What the task asks: Check each line of the material below for "underflows" and copy those where it appears.

———

PR #1226, opened 2024-12-19
First batch changes double-fp-backend

ckormanyos:
I need to make some tiny changes in the Math tests when testing the candidate `double_fp_backend<double>` as a multiprecision backend.

The min./max. exponents are really small (comparatively) for a multiple-precision type. I'm running the tests for _double-double_, which has `min_exponent10` of $-291$ and `max_exponent10` of $308$. So this causes a few over/underflows unexpectedly for a multiprecision type under test.

A second batch of similarly small, but more difficult-to-make changes will be needed. But I will do these in a second step, pending approval of the first, simpler batch.

Cc: @jzmaddock and @mborland


ckormanyos:
See also [PR154 in GSoC repo](https://github.com/BoostGSoC21/multiprecision/pull/154)

Cc: @sinandredemption

ckormanyos:
One example of a change needed comes from the test point of the irregular Bessel function $K_{\nu}$.

We need to compute

$$
K_{-1000}\left(700\right)\text{,}
$$

which internally needs to compute the value of

$$
e^{-700}{\approx}10^{-305}
$$

This number, however, underflows `cpp_double_fp_backend<double>` for 64-bit double, having `min_exponent10` of $-291$.

ckormanyos:
Hi John (@jzmaddock) and Matt (@mborland) there seem to be some tolerance issues in files like `linear_regression_test.cpp` on the clang-port to MSVC 2022.

I'm not qualified to "up" the relevant tolerances. Does anyone know if these failures are relevant? Is it just a tolerance issue? Or does something actually need to be done?

I'm not entirely sure, but I do not think my changes in areas like Bessel functions are related. But you never know in Math. Anyway, could you guys take a look? Thanks.

mborland:
Github updated the version of MSVC2022 and it caused three tests to fail consistently. I can nudge up the tolerance a bit because it's been consistent across runs instead of sporadic like normal tolerance problems.

ckormanyos:
> I can nudge up the tolerance a bit

Should I just do that here while I'm on such a roll? If that's what's to be done, I can handle it. Thx Matt (@mborland)

mborland:
> > I can nudge up the tolerance a bit
> 
> Should I just do that here while I'm on such a roll? If that's what's to be done, I can handle it. Thx Matt (@mborland)

Please do

cosurgi:
Wow, @ckormanyos thank you very much for working on this. I am quite busy at the moment, so I only had a brief look, but please keep working. I don't remember much, but if it will be needed I will try to remember some of my code, when you will need it.

reporting/performance/test_kn.cpp
```diff
@@ -48,7 +48,9 @@ static const std::array<std::array<T, 3>, 9> kn_data = { {
    { { SC_(-10.0), SC_(1.0), SC_(1.80713289901029454691597861302340015908245782948536080022119e8) } },
    { { SC_(100.0), SC_(5.0), SC_(7.03986019306167654653386616796116726248616158936088056952477e115) } },
    { { SC_(100.0), SC_(80.0), SC_(8.39287107246490782848985384895907681748152272748337807033319e-12) } },
-   { { SC_(-1000.0), SC_(700.0), SC_(6.51561979144735818903553852606383312984409361984128221539405e-31) } },
```
jzmaddock, line 51: Given that the answer is within a sensible range this should work and give the correct answer for all T.  Do you know where in the code this is failing?

test/test_bessel_j.hpp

———

Response to the task:
The min./max. exponents are really small (comparatively) for a multiple-precision type. I'm running the tests for _double-double_, which has `min_exponent10` of $-291$ and `max_exponent10` of $308$. So this causes a few over/underflows unexpectedly for a multiprecision type under test.
This number, however, underflows `cpp_double_fp_backend<double>` for 64-bit double, having `min_exponent10` of $-291$.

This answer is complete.